→ **PROBLEM TO WORK ON**:
Scan the data below for the string "files". Copy every line where it appears.

→ **MATERIAL SUPPLIED**:
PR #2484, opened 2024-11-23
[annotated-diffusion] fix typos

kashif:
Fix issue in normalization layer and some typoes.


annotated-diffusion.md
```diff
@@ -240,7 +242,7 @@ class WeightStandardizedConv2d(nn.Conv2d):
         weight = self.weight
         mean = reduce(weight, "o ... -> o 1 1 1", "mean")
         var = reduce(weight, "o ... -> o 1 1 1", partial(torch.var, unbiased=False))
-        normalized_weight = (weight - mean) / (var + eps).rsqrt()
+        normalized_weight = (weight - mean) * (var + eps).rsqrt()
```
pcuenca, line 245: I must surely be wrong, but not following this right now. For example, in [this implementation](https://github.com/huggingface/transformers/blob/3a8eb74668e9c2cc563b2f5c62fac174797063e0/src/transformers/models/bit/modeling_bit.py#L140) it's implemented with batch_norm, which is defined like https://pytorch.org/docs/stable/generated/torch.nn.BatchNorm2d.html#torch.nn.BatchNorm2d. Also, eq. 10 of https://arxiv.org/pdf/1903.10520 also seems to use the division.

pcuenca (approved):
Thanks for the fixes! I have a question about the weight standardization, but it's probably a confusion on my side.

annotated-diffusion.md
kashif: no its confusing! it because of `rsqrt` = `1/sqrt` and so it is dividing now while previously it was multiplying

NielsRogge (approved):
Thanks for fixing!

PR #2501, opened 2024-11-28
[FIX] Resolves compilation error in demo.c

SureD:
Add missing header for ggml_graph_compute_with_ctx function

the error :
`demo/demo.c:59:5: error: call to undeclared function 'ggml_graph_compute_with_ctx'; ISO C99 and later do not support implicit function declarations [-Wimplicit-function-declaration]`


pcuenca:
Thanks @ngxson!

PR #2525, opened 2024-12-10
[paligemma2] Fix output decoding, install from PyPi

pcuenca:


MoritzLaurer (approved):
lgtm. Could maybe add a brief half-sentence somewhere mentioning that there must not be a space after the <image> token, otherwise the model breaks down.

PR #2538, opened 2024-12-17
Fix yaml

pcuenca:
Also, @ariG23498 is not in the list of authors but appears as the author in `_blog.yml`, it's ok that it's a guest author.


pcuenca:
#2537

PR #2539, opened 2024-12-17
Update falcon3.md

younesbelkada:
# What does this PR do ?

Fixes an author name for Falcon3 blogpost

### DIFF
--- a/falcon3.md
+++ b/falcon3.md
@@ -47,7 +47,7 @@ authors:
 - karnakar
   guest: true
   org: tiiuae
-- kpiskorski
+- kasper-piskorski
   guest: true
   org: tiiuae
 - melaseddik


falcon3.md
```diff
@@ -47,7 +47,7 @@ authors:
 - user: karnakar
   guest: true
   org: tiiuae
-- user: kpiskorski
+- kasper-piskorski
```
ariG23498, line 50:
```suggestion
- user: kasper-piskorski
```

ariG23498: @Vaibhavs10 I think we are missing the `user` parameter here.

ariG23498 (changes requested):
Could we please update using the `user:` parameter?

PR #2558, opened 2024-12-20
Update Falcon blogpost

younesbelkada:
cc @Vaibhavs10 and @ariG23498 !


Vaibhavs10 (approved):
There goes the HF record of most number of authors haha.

==

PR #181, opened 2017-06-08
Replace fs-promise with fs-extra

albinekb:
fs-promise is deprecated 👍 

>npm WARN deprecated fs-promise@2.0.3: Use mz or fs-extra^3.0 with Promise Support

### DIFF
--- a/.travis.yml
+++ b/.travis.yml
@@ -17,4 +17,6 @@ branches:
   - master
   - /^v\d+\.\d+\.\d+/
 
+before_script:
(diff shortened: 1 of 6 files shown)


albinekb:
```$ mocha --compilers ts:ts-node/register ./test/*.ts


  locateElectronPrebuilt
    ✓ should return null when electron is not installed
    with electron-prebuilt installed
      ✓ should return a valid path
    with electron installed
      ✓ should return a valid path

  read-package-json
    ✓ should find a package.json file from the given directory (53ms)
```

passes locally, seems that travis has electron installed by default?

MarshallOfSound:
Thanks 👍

==

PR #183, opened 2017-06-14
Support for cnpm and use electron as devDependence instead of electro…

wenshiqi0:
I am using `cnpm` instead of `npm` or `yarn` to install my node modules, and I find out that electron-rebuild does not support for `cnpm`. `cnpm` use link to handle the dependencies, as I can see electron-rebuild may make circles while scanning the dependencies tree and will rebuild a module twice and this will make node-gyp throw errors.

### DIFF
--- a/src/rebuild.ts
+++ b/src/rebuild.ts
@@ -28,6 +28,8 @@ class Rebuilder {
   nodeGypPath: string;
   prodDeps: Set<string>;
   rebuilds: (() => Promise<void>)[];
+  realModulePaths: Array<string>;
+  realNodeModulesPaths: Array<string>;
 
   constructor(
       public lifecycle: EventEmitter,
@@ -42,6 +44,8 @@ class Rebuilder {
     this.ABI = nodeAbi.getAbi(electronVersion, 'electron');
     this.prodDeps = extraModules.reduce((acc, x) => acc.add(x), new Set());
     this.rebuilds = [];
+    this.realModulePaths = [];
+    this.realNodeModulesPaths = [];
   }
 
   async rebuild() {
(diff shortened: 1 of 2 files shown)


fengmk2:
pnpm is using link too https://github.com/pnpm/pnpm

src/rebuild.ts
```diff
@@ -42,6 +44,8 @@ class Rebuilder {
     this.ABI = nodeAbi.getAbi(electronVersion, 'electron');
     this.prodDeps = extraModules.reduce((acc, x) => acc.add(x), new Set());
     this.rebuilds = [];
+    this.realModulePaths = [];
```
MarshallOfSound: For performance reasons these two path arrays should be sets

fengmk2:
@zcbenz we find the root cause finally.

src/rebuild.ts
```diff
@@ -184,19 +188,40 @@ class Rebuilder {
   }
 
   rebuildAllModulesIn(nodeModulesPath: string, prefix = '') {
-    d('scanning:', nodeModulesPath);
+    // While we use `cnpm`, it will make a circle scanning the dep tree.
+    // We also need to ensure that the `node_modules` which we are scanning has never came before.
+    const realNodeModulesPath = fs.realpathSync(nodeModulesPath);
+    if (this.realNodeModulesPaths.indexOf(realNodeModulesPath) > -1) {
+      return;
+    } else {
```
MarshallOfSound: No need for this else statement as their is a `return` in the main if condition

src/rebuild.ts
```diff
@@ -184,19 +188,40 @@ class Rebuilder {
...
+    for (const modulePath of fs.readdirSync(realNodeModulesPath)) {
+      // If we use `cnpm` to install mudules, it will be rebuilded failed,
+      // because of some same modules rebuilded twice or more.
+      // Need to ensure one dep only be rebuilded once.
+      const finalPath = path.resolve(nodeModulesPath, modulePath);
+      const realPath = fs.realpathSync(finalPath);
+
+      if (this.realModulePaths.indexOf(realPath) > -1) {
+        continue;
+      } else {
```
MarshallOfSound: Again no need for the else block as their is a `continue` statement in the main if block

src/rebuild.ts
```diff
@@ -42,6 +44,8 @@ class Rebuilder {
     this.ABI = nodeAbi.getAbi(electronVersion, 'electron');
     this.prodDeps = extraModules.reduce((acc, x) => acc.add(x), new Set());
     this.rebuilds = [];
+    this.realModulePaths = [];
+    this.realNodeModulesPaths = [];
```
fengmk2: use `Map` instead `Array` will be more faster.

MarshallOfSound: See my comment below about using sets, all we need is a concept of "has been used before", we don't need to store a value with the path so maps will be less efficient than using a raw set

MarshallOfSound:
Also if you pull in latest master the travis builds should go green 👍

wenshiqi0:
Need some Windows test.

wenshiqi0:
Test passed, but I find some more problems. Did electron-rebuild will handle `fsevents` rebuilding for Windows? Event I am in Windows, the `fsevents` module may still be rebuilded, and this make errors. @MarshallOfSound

→ **SOLVED PROBLEM**:
(diff shortened: 1 of 6 files shown)
(diff shortened: 1 of 2 files shown)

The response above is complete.